* _PROBLEM TO SOLVE_
Check every line below for the word "What" and show those that hold it.

Stored data entries
══════

PR #881, opened 2026-08-16
fix: refresh Pro2 state and serialize BLE cancellation

wabicai:
## What changed

- Refresh Protocol V2 status and settings after every supported settings mutation, including wallpaper changes.
- Reconcile stale label and passphrase state through the canonical `DeviceState` event.
- Send an explicit Protocol V2 BLE `Cancel` when the App closes an active operation without a prompt callback.
- Wait for cancellation cleanup and serialize per-device BLE acquire/release/disconnect lifecycle operations.
- Cold-reconnect and retry when protocol detection state is missing after repeated BLE interactions.

## Why

Pro2 settings could diverge between the device and App until a later explicit refresh. Rapid BLE interaction, retry, and cancellation could also overlap teardown with reacquisition, leaving the transport stuck or making App-side Cancel ineffective.

## Impact

Pro2 settings mutations now publish a current device snapshot, while BLE cancellation fully tears down the active operation before the same device is reused.

## Related App change

- https://github.com/OneKeyHQ/app-monorepo/pull/12899

## Validation

- Core focused tests: 319 passed, 4 skipped.
- React Native BLE transport tests: 40 passed.
- ESLint passed for all changed files.
- Local SDK build was consumed by the App and validated on an iPhone 16 Pro running iOS 26.6.


wabicai:
Published `1.2.0-alpha.130` to npm with the `next` dist-tag via GitHub Actions: https://github.com/OneKeyHQ/hardware-js-sdk/actions/runs/31931672626

sidmorizon:
@codex review

packages/core/src/core/index.ts
```diff
@@ -311,9 +304,9 @@ const waitForPendingPromise = async (
   if (pendingPromise) {
     Log.debug('pre pending call promise before call method, wait for it');
     try {
-      await waitWithTimeout(pendingPromise, 5 * 1000);
+      await pendingPromise;
```
originalix: P1: [Global pending-cancel waits can now deadlock the whole SDK instance]

`prePendingCallPromise` is a single Core-wide gate, and every later request waits here before it can start. This change removed the previous 5s fallback and now waits for that promise to settle unconditionally.

The problem is that the new `device.interruptionFromUser()` path also waits for full cleanup, while the BLE release/disconnect path still contains unbounded native awaits. If one cancel teardown wedges, this promise never resolves, `prePendingCallPromise` never clears, and every later call in the same SDK instance can block forever, including unrelated devices.

Please keep the stronger cleanup ordering, but restore a bounded escape hatch here or scope the pending-cancel gate per `connectId` so a stuck teardown cannot freeze the whole SDK.

sidmorizon:
@codex security review

originalix:

@wabicai

Reviewed commit `b6d3307b47c5`. This report always reflects the latest reviewed changes.

### Review summary

This PR hardens Protocol V2 BLE cancellation and reconnect behavior by tracking per-device pending cleanup in Core, serializing React Native BLE lifecycle operations, adding bounded native teardown with manager-reset fallback, and refreshing Protocol V2 settings state after on-device mutations. It also updates docs/tests around the new state flow and bumps published package versions to 1.2.0-alpha.133.

**What needs attention:** Re-check the Protocol V2 passphrase-setting success criteria and the cross-device effects of React Native BLE manager resets, especially for in-flight calls that were not part of the timed-out teardown.

### Issues to address

- **P1 · Passphrase settings can report success without changing the device**
  - **Impact:** The Protocol V2 passphrase branch now ignores the post-page read-back result. If the device closes the on-device page without actually changing the toggle, callers still receive success for a security-sensitive setting and may persist or act on a state the hardware never adopted.
  - **Suggested action:** Restore a post-refresh mismatch check for authoritative reads, while keeping the special handling only for the locked-after-disable case where the state cannot be verified.
- **P2 · BLE manager reset leaves active Protocol V1 calls unresolved**
  - **Impact:** A native teardown timeout now resets the shared React Native BLE manager for every cached session, but the reset path never rejects the transport's active Protocol V1 deferred. An unrelated in-flight call can therefore stall long after its underlying manager and subscriptions were destroyed.
  - **Suggested action:** When resetting the shared BLE manager, explicitly reject the active run promise or route the reset through a disconnect path that settles in-flight Protocol V1 calls before destroying the manager.

### Validation gaps

1. Targeted Jest suites were not runnable in this workspace because neither `yarn jest` nor `./node_modules/.bin/jest` was available.
2. I reviewed only the changed files plus directly related state-mapping behavior; there was no device-side verification on real BLE hardware.

originalix (dismissed):

packages/core/src/core/index.ts
```diff
@@ -311,9 +304,9 @@ const waitForPendingPromise = async (
...
     } catch (error) {
-      // ignore timeout error
+      // Cancellation is best-effort, but its teardown must settle before reuse.
     }
```
sidmorizon, line 328: 🟠 P1: A cancellation that never finishes cleaning up blocks every later device request forever

Severity: `severe`

The wait for a previous cancellation to finish is left with no time limit (`await pendingPromise` at `packages/core/src/core/index.ts:307`) even though that cleanup now also waits for the whole interrupted operation to unwind, so a cancellation that never settles blocks every subsequent request permanently.
Impact: If the device stops answering while the user cancels, the app stops responding to all further hardware requests until the SDK is torn down and re-created.

<details>
<summary>Why the unbounded wait can never be released</summary>

The promise stored by `setPrePendingCallPromise(device?.interruptionFromUser())` (`packages/core/src/core/index.ts:1184`) is awaited by every subsequent call before it can proceed (`packages/core/src/core/index.ts:351` and `:450`). Previously `waitWithTimeout(pendingPromise, 5 * 1000)` guaranteed forward progress; the PR removes that bound.

At the same time `Device.interruptionFromUser()` now additionally awaits `runCleanupPromise` (`packages/core/src/device/Device.ts:1550`), which only resolves once `_runInner` has fully unwound, i.e. after the in-flight `fn()` settles and after `this.release()` completes. The in-flight call itself has no built-in deadline: `ProtocolV2LinkManager` has no call timeout, and `DeviceCommands.call` only passes a timeout when a caller supplies one. The new BLE fallback `commands.cancelDevice()` is a fire-and-forget `post(session, 'Cancel', {})` (`packages/core/src/device/DeviceCommands.ts:243-258`), so if the device never answers, `fn()` never settles, `runCleanupPromise` never resolves, and `prePendingCallPromise` never settles. `commands.cancel()` is bounded at 10s, but that bound no longer covers the wait chain. The only recovery is `Core.dispose()`, which clears `prePendingCallPromise` (`packages/core/src/core/index.ts:1672`).

The same transport layer explicitly documents that native BLE teardown can stop settling (see the comment on `tearDownWedgedLink` in `packages/hd-transport-react-native/src/index.ts:1840-1846`), so an unsettled teardown is a realistic state.

</details>

packages/hd-transport-react-native/src/index.ts
```diff
@@ -1632,6 +1649,26 @@ export default class ReactNativeBleTransport {
...
+  private async runLifecycleOperation<T>(uuid: string, operation: () => Promise<T>): Promise<T> {
+    const previousOperation = this.lifecycleOperations.get(uuid) ?? Promise.resolve();
+    let completeOperation!: () => void;
+    const operationGate = new Promise<void>(resolve => {
+      completeOperation = resolve;
+    });
+    const operationTail = previousOperation.catch(() => undefined).then(() => operationGate);
+    this.lifecycleOperations.set(uuid, operationTail);
+
+    await previousOperation.catch(() => undefined);
```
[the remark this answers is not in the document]
wabicai: 已在 `1274e5321` 处理：React Native BLE native teardown 统一设置 3 秒上限；超时后 reset `BleManager`，释放 lifecycle queue，并通过 generation guard 防止迟到的旧 cleanup 破坏新 link。新增 stalled native teardown 回归测试，验证后续 acquire/call 可继续。

packages/core/src/core/index.ts
wabicai: 已在 `1274e5321` 处理：pending cancellation gate 改为按 `connectId` 隔离，并保留 15 秒 bounded fallback；超时或完成时只移除仍匹配的 promise，避免旧 cleanup 清掉新任务，也不会阻塞其他设备。RN BLE cancel 超时还会主动 disconnect 触发 transport recovery。相关 5 个 suites 共 401 tests passed。

wabicai:
Review follow-up 已推送：`1274e5321` 增加 per-device bounded cancellation recovery，`81b472e98` 将全部 packages 升级到 `1.2.0-alpha.131`。聚焦回归结果：5 suites passed，401 tests passed。npm 已通过 GitHub Actions 以 `next` dist-tag 发布成功：https://github.com/OneKeyHQ/hardware-js-sdk/actions/runs/31947546459

originalix (commented):
@wabicai

Reviewed commit `81b472e983e8`.

- **P1 · Passphrase disable reports success without verifying the new state**
- **P2 · Per-device teardown timeout resets every BLE session**
- **P3 · hwk-demo still pins the pre-bump HWK package line**

[View the full review report](https://github.com/OneKeyHQ/hardware-js-sdk/pull/881#issuecomment-5306342042)

originalix (commented):
@wabicai

Reviewed commit `a0b0b1358f1b`.

- **P2 · Single-device teardown timeout destroys the shared RN BLE manager**
- **P2 · Wallpaper upload now fails on a best-effort settings refresh**

[View the full review report](https://github.com/OneKeyHQ/hardware-js-sdk/pull/881#issuecomment-5306342042)

packages/core/src/api/protocol-v2/DeviceUploadWallpaper.ts
```diff
@@ -143,6 +143,7 @@ export default class DeviceUploadWallpaper extends BaseMethod<DeviceUploadWallpa
     const response = await this.device.commands.typedCall('DeviceSettingsSet', 'Success', {
       settings: { wallpaper_path: this.path },
     });
+    await this.device.refreshProtocolV2SettingsAfterMutation();
```
originalix: P2: [Wallpaper upload now fails after the device already applied the wallpaper]

Once `DeviceSettingsSet` succeeds, the device has already accepted the new wallpaper path. This new `refreshProtocolV2SettingsAfterMutation()` call performs extra `DeviceStatusGet` / `DeviceSettingsGet` reads and now propagates any readback failure as the method result.

That turns a transient refresh problem into a false upload failure, so callers can show the wrong result or retry a large wallpaper transfer even though the device state already changed.

Please make this refresh best-effort, or separate cache reconciliation from the mutation result so a successful `DeviceSettingsSet` still returns success.

packages/core/src/api/device/DeviceSettings.ts
```diff
@@ -201,20 +200,7 @@ export default class DeviceSettings extends BaseMethod<ApplySettings> {
...
-          if (
-            updated.status.passphraseProtection !== requestedPassphrase &&
-            !lockedAfterDisabling
-          ) {
-            throw TypedError(
-              HardwareErrorCode.RuntimeError,
-              'Protocol V2 passphrase setting did not reach the requested value.'
-            );
-          }
+          await refreshStatusAndSettings();
```
originalix, line 203: P2: [Protocol V2 passphrase settings now return success even when readback still disagrees]

After `DeviceSettingsPageShow` returns, this branch no longer checks whether the refreshed status actually reached `requestedPassphrase`. When the device stays unlocked and the follow-up `DeviceStatusGet` still reports the old value, the method now returns `Success` anyway.

That turns a confirmed post-write mismatch into a false positive. Callers cannot tell whether the passphrase toggle really applied, and later wallet-session or unlock flows can run against stale security state.

Please keep the stale-state protection, but restore an explicit mismatch check for the cases where the device stays unlocked and the refreshed status still disagrees with the requested value.

packages/core/src/api/protocol-v2/DeviceUploadWallpaper.ts
wabicai: Handled in `4c0ded08a`. Once `DeviceSettingsSet` applies the wallpaper path, the post-apply status/settings refresh is now best-effort, so a transient read-back failure cannot report a false upload failure or trigger another large transfer. Added a focused regression test for successful apply followed by failed read-back.

packages/core/src/api/device/DeviceSettings.ts
wabicai: We are intentionally not restoring a mismatch error here. `DeviceSettingsPageShow -> Success` is the firmware-confirmed completion result for this device-side operation. The refresh never applies the requested value optimistically: it stores only fields returned by the device. When the device locks and omits the private passphrase field, the mapper/store preserves the last confirmed value; when an unlocked read returns the old value, that device-returned value remains authoritative in state. Returning `RuntimeError` or `DeviceCheckPassphraseStateError` would conflict with the App contract for this page flow. `4c0ded08a` adds an integration regression proving the locked-field omission preserves confirmed state.

wabicai:
Latest review follow-up is in `4c0ded08a` and versioned as `1.2.0-alpha.133` in `b6d3307b4`:

- A shared React Native BLE manager reset now removes subscriptions, rejects Protocol V2 readers, and emits an explicit disconnect for every cached session before clearing manager state. The multi-device regression verifies an unrelated session cannot remain silently stale.
- Wallpaper post-apply refresh is best-effort after `DeviceSettingsSet` succeeds, with a regression covering read-back failure.
- Passphrase page success remains non-optimistic and non-throwing by design; a real `Device`/StateStore regression verifies locked status preserves the last confirmed passphrase value.

Focused validation: 3 suites passed, 333 tests passed; changed-file ESLint and Prettier passed; package versions are aligned at `.133`.

packages/core/src/api/device/DeviceSettings.ts
```diff
@@ -201,20 +200,7 @@ export default class DeviceSettings extends BaseMethod<ApplySettings> {
           const res = await this.device.commands.typedCall('DeviceSettingsPageShow', 'Success', {
```
originalix, line 200: P1: [Passphrase settings can report success without changing the device]

This branch now ignores the post-page read-back result. If `DeviceSettingsPageShow` returns `Success` but the refreshed `status.passphraseProtection` is still the old value, the method still resolves success.

That means a user can exit the on-device page without actually enabling passphrase, and the SDK will still report that the setting succeeded. For a security-sensitive toggle, callers need a trustworthy success signal before they persist state or assume hidden-wallet flows are available.

Please keep the relaxed handling only for the locked-after-disable case, but still reject or surface a no-op when the refreshed state is authoritative and does not match the requested value.

packages/hd-transport-react-native/src/index.ts
```diff
@@ -1840,9 +1930,37 @@ export default class ReactNativeBleTransport {
   private resetPlxManager() {
```
originalix, line 1930: P2: [BLE manager reset leaves active Protocol V1 calls unresolved]

`runNativeTeardown()` can now reset the shared BLE manager after a single cleanup timeout. In `resetPlxManager()` we clear cached transports and destroy the manager, but we never reject `this.runPromise` / `this.runPromiseDeviceId`.

If another React Native BLE session is in the middle of a Protocol V1 call, that call is still waiting on its deferred after the underlying manager and subscriptions have already been torn down. The result is a long stall on an unrelated device, or an indefinite hang for flows that do not carry a timeout.

Please fail the active run promise as part of the manager reset, or funnel the reset through a disconnect path that settles in-flight Protocol V1 calls before the shared manager is destroyed.

packages/core/src/api/device/DeviceSettings.ts
wabicai: This is not a no-op success path for Pro2 firmware. `DeviceSettingsPageShow(DevicePassphrase)` returns `Failure` with `DeviceError_ActionCancelled` when the user cancels or abandons the page, and returns `Success` only through `foreground_device_control_page_show_confirmed()` after the user confirms the toggle. The state request also performs an immediate foreground-cache write-through before it is synchronized to the background state. When disabling passphrase locks the device, the locked `DeviceStatus` intentionally cannot expose `passphrase_enabled`; treating that unavailable read-back as a mismatch error would turn a confirmed successful disable into a false SDK failure. The SDK therefore refreshes device state without optimistic mutation and preserves the last confirmed passphrase value while the field is unavailable. We should not add a mismatch exception here.

packages/core/src/api/device/DeviceSettings.ts
```diff
@@ -201,20 +200,7 @@ export default class DeviceSettings extends BaseMethod<ApplySettings> {
...
-            updated.status.passphraseProtection !== requestedPassphrase &&
-            !lockedAfterDisabling
-          ) {
-            throw TypedError(
-              HardwareErrorCode.RuntimeError,
-              'Protocol V2 passphrase setting did not reach the requested value.'
-            );
-          }
+          await refreshStatusAndSettings();
           return res.message;
```
sidmorizon, line 204: **Turning the device passphrase option on or off reports success even when the device never changed it**

Severity: `non-severe`

The passphrase change is reported as successful (`return res.message` at `packages/core/src/api/device/DeviceSettings.ts:204`) without checking the value read back from the device, so a change the user declined on the device screen still looks like it worked.
Impact: An app can tell the user the passphrase option was switched when the device still has the old value.

<details>
<summary>Removed post-toggle verification, and inconsistency with the air-gap page flow</summary>

Previously this branch re-read `status`/`settings` and threw `Protocol V2 passphrase setting did not reach the requested value.` when `updated.status.passphraseProtection !== requestedPassphrase`, with an explicit allowance for the "device locked itself after disabling" case. The new code only calls `await refreshStatusAndSettings()` and discards the result (`packages/core/src/api/device/DeviceSettings.ts:203-204`).

The air-gap page branch immediately below still verifies the read-back and throws when the target was not reached (`packages/core/src/api/device/DeviceSettings.ts:215-221`), so the two on-device page flows now report failures differently for the same class of user action (user cancels on the device).

If the intent is that page-based flows only guarantee "page accepted" (per `docs/sdk/events.md`), the air-gap branch should be aligned the same way and the relaxed contract documented for `usePassphrase`; otherwise the passphrase verification (with the locked-device exception that the new tests cover) should be restored.

</details>

originalix (approved):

══════

* _SOLUTION TO THIS TASK_
## What changed
**What needs attention:** Re-check the Protocol V2 passphrase-setting success criteria and the cross-device effects of React Native BLE manager resets, especially for in-flight calls that were not part of the timed-out teardown.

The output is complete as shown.